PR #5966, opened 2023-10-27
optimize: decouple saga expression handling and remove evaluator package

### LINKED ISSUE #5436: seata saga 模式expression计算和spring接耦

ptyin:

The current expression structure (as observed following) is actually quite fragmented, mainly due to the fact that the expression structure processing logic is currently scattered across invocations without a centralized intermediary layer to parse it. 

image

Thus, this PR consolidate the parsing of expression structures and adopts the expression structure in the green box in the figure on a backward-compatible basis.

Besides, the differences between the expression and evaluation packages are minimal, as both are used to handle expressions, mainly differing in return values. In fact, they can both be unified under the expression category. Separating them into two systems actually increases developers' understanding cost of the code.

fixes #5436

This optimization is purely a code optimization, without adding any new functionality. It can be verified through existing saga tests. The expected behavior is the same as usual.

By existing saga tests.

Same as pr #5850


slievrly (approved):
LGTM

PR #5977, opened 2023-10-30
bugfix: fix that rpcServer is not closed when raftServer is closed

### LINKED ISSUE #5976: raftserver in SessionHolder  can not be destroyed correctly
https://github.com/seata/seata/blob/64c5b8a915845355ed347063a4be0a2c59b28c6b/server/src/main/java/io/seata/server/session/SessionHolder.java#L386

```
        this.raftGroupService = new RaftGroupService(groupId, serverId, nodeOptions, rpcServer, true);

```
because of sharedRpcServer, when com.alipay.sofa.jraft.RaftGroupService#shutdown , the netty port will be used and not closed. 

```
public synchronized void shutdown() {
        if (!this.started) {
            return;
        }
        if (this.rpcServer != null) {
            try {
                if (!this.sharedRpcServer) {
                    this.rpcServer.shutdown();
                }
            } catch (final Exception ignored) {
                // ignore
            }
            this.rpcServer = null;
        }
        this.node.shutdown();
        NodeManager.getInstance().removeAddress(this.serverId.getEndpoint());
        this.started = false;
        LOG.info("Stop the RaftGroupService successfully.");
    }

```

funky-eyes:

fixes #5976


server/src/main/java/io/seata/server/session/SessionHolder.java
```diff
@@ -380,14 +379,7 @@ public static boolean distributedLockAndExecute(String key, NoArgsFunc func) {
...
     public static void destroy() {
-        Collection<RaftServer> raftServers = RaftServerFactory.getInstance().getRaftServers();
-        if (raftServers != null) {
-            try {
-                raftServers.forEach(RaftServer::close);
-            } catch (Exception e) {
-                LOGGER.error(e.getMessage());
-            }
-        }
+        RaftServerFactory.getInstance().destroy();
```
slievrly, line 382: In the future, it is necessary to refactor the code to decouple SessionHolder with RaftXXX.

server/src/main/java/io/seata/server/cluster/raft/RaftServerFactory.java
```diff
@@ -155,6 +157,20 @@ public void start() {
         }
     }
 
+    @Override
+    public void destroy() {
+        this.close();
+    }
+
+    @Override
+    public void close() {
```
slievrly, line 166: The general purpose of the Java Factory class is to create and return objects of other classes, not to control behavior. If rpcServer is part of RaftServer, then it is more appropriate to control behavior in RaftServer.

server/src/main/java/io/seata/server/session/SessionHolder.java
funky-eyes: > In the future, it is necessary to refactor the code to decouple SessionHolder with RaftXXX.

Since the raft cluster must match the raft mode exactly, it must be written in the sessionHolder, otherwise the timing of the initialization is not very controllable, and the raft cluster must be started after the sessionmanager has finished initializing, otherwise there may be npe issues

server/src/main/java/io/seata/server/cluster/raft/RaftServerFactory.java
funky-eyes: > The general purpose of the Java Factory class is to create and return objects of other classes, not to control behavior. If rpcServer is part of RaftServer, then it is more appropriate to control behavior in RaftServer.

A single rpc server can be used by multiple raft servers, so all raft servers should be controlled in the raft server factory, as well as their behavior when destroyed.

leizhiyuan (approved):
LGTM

_PROBLEM TO WORK ON_
For this exercise, set down the entire listing above exactly as given.

_YOUR RESPONSE_
PR #5966, opened 2023-10-27
optimize: decouple saga expression handling and remove evaluator package

### LINKED ISSUE #5436: seata saga 模式expression计算和spring接耦

ptyin:

The current expression structure (as observed following) is actually quite fragmented, mainly due to the fact that the expression structure processing logic is currently scattered across invocations without a centralized intermediary layer to parse it. 

image

Thus, this PR consolidate the parsing of expression structures and adopts the expression structure in the green box in the figure on a backward-compatible basis.

Besides, the differences between the expression and evaluation packages are minimal, as both are used to handle expressions, mainly differing in return values. In fact, they can both be unified under the expression category. Separating them into two systems actually increases developers' understanding cost of the code.

fixes #5436

This optimization is purely a code optimization, without adding any new functionality. It can be verified through existing saga tests. The expected behavior is the same as usual.

By existing saga tests.

Same as pr #5850


slievrly (approved):
LGTM

PR #5977, opened 2023-10-30
bugfix: fix that rpcServer is not closed when raftServer is closed

### LINKED ISSUE #5976: raftserver in SessionHolder  can not be destroyed correctly
https://github.com/seata/seata/blob/64c5b8a915845355ed347063a4be0a2c59b28c6b/server/src/main/java/io/seata/server/session/SessionHolder.java#L386

```
        this.raftGroupService = new RaftGroupService(groupId, serverId, nodeOptions, rpcServer, true);

```
because of sharedRpcServer, when com.alipay.sofa.jraft.RaftGroupService#shutdown , the netty port will be used and not closed. 

```
public synchronized void shutdown() {
        if (!this.started) {
            return;
        }
        if (this.rpcServer != null) {
            try {
                if (!this.sharedRpcServer) {
                    this.rpcServer.shutdown();
                }
            } catch (final Exception ignored) {
                // ignore
            }
            this.rpcServer = null;
        }
        this.node.shutdown();
        NodeManager.getInstance().removeAddress(this.serverId.getEndpoint());
        this.started = false;
        LOG.info("Stop the RaftGroupService successfully.");
    }

```

funky-eyes:

fixes #5976


server/src/main/java/io/seata/server/session/SessionHolder.java
```diff
@@ -380,14 +379,7 @@ public static boolean distributedLockAndExecute(String key, NoArgsFunc func) {
...
     public static void destroy() {
-        Collection<RaftServer> raftServers = RaftServerFactory.getInstance().getRaftServers();
-        if (raftServers != null) {
-            try {
-                raftServers.forEach(RaftServer::close);
-            } catch (Exception e) {
-                LOGGER.error(e.getMessage());
-            }
-        }
+        RaftServerFactory.getInstance().destroy();
```
slievrly, line 382: In the future, it is necessary to refactor the code to decouple SessionHolder with RaftXXX.

server/src/main/java/io/seata/server/cluster/raft/RaftServerFactory.java
```diff
@@ -155,6 +157,20 @@ public void start() {
         }
     }
 
+    @Override
+    public void destroy() {
+        this.close();
+    }
+
+    @Override
+    public void close() {
```
slievrly, line 166: The general purpose of the Java Factory class is to create and return objects of other classes, not to control behavior. If rpcServer is part of RaftServer, then it is more appropriate to control behavior in RaftServer.

server/src/main/java/io/seata/server/session/SessionHolder.java
funky-eyes: > In the future, it is necessary to refactor the code to decouple SessionHolder with RaftXXX.

Since the raft cluster must match the raft mode exactly, it must be written in the sessionHolder, otherwise the timing of the initialization is not very controllable, and the raft cluster must be started after the sessionmanager has finished initializing, otherwise there may be npe issues

server/src/main/java/io/seata/server/cluster/raft/RaftServerFactory.java
funky-eyes: > The general purpose of the Java Factory class is to create and return objects of other classes, not to control behavior. If rpcServer is part of RaftServer, then it is more appropriate to control behavior in RaftServer.

A single rpc server can be used by multiple raft servers, so all raft servers should be controlled in the raft server factory, as well as their behavior when destroyed.

leizhiyuan (approved):
LGTM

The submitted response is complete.